= Information shown =
PR #1907, opened 2020-11-24
Add JSON schemas to AsciiDoctor output.

emackey:
@oddhack This is a PR into your branch, to add the JSON schema file contents.

via https://github.com/CesiumGS/wetzel/pull/51

### DIFF
--- a/specification/2.0/Makefile
+++ b/specification/2.0/Makefile
@@ -8,19 +8,18 @@ all: $(TARGETS)
 
 # Generate the Properties Reference section of the spec from JSON schema.
 # This uses 'npx' to minimally install the 'wetzel' tool, if needed.
-# While the schema used by wetzel is the locally installed version, it
-# generates inline links to the schema under $(SCHEMALINK), typically
-# the canonical schema in the github default branch.
+# When using embedded schemas, SCHEMALINK should be a relative path.
 
 WETZEL = npx wetzel
-SCHEMALINK = https://github.com/KhronosGroup/glTF/tree/master/specification/2.0/schema
+SCHEMALINK = schema
+EMBEDSCHEMA = JsonSchemaReference.adoc
 
 # Base name of the generated properties reference file
 PROPREF = PropertiesReference
 # Schema files to leave out of $(PROPREF)
 IGNORESCHEMA = '["gltfchildofrootproperty.schema.json", "gltfid.schema.json", "gltfproperty.schema.json"]'
 $(PROPREF).adoc: $(wildcard schema/*.json)
-	$(WETZEL) -n -a=cqo -m=a -p "$(SCHEMALINK)" \
+	$(WETZEL) -n -a=cqo -m=a -p "$(SCHEMALINK)" -e "$(EMBEDSCHEMA)" \
 	    -i $(IGNORESCHEMA) \
 	    schema/glTF.schema.json > $@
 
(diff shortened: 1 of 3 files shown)


emackey:
for #1901

specification/2.0/Makefile
```diff
@@ -33,12 +32,12 @@ SPECDEPS = $(SPEC).adoc PropertiesReference.adoc
...
+# :allow-url-read: is necessary for the embedded render.githubusers.com
 # math images to be processed for the PDF target. See
 # https://github.com/asciidoctor/asciidoctor-pdf/issues/369
 $(SPEC).pdf: $(SPECDEPS)
 	$(ASCIIDOCTOR) -b pdf -a allow-uri-read -r asciidoctor-pdf $(SPEC).adoc -o $@
 
 GENERATED = $(PROPREF).adoc $(TARGETS)
 clean:
-	-rm -f $(GENERATED) $(TARGETS)
+	-rm -f $(GENERATED) $(TARGETS) $(EMBEDSCHEMA)
```
oddhack, line 43: Would add $(EMBEDSCHEMA) to the definition of GENERATED above.

specification/2.0/Makefile
```diff
@@ -8,19 +8,18 @@ all: $(TARGETS)
...
 WETZEL = npx wetzel
-SCHEMALINK = https://github.com/KhronosGroup/glTF/tree/master/specification/2.0/schema
+SCHEMALINK = schema
+EMBEDSCHEMA = JsonSchemaReference.adoc
 
 # Base name of the generated properties reference file
 PROPREF = PropertiesReference
 # Schema files to leave out of $(PROPREF)
 IGNORESCHEMA = '["gltfchildofrootproperty.schema.json", "gltfid.schema.json", "gltfproperty.schema.json"]'
 $(PROPREF).adoc: $(wildcard schema/*.json)
```
oddhack, line 21: Would add $(EMBEDSCHEMA) to targets here. Might want some sort of npx dependency too, but I'm not sure how that would work since the wetzel files are pulled from a remote.

specification/2.0/Makefile
```diff
@@ -8,19 +8,18 @@ all: $(TARGETS)
...
-	$(WETZEL) -n -a=cqo -m=a -p "$(SCHEMALINK)" \
+	$(WETZEL) -n -a=cqo -m=a -p "$(SCHEMALINK)" -e "$(EMBEDSCHEMA)" \
```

= Requirement =
Please write out the data again exactly as it stands.

= Solution for this exercise =
PR #1907, opened 2020-11-24
Add JSON schemas to AsciiDoctor output.

emackey:
@oddhack This is a PR into your branch, to add the JSON schema file contents.

via https://github.com/CesiumGS/wetzel/pull/51

### DIFF
--- a/specification/2.0/Makefile
+++ b/specification/2.0/Makefile
@@ -8,19 +8,18 @@ all: $(TARGETS)
 
 # Generate the Properties Reference section of the spec from JSON schema.
 # This uses 'npx' to minimally install the 'wetzel' tool, if needed.
-# While the schema used by wetzel is the locally installed version, it
-# generates inline links to the schema under $(SCHEMALINK), typically
-# the canonical schema in the github default branch.
+# When using embedded schemas, SCHEMALINK should be a relative path.
 
 WETZEL = npx wetzel
-SCHEMALINK = https://github.com/KhronosGroup/glTF/tree/master/specification/2.0/schema
+SCHEMALINK = schema
+EMBEDSCHEMA = JsonSchemaReference.adoc
 
 # Base name of the generated properties reference file
 PROPREF = PropertiesReference
 # Schema files to leave out of $(PROPREF)
 IGNORESCHEMA = '["gltfchildofrootproperty.schema.json", "gltfid.schema.json", "gltfproperty.schema.json"]'
 $(PROPREF).adoc: $(wildcard schema/*.json)
-	$(WETZEL) -n -a=cqo -m=a -p "$(SCHEMALINK)" \
+	$(WETZEL) -n -a=cqo -m=a -p "$(SCHEMALINK)" -e "$(EMBEDSCHEMA)" \
 	    -i $(IGNORESCHEMA) \
 	    schema/glTF.schema.json > $@
 
(diff shortened: 1 of 3 files shown)


emackey:
for #1901

specification/2.0/Makefile
```diff
@@ -33,12 +32,12 @@ SPECDEPS = $(SPEC).adoc PropertiesReference.adoc
...
+# :allow-url-read: is necessary for the embedded render.githubusers.com
 # math images to be processed for the PDF target. See
 # https://github.com/asciidoctor/asciidoctor-pdf/issues/369
 $(SPEC).pdf: $(SPECDEPS)
 	$(ASCIIDOCTOR) -b pdf -a allow-uri-read -r asciidoctor-pdf $(SPEC).adoc -o $@
 
 GENERATED = $(PROPREF).adoc $(TARGETS)
 clean:
-	-rm -f $(GENERATED) $(TARGETS)
+	-rm -f $(GENERATED) $(TARGETS) $(EMBEDSCHEMA)
```
oddhack, line 43: Would add $(EMBEDSCHEMA) to the definition of GENERATED above.

specification/2.0/Makefile
```diff
@@ -8,19 +8,18 @@ all: $(TARGETS)
...
 WETZEL = npx wetzel
-SCHEMALINK = https://github.com/KhronosGroup/glTF/tree/master/specification/2.0/schema
+SCHEMALINK = schema
+EMBEDSCHEMA = JsonSchemaReference.adoc
 
 # Base name of the generated properties reference file
 PROPREF = PropertiesReference
 # Schema files to leave out of $(PROPREF)
 IGNORESCHEMA = '["gltfchildofrootproperty.schema.json", "gltfid.schema.json", "gltfproperty.schema.json"]'
 $(PROPREF).adoc: $(wildcard schema/*.json)
```
oddhack, line 21: Would add $(EMBEDSCHEMA) to targets here. Might want some sort of npx dependency too, but I'm not sure how that would work since the wetzel files are pulled from a remote.

specification/2.0/Makefile
```diff
@@ -8,19 +8,18 @@ all: $(TARGETS)
...
-	$(WETZEL) -n -a=cqo -m=a -p "$(SCHEMALINK)" \
+	$(WETZEL) -n -a=cqo -m=a -p "$(SCHEMALINK)" -e "$(EMBEDSCHEMA)" \
```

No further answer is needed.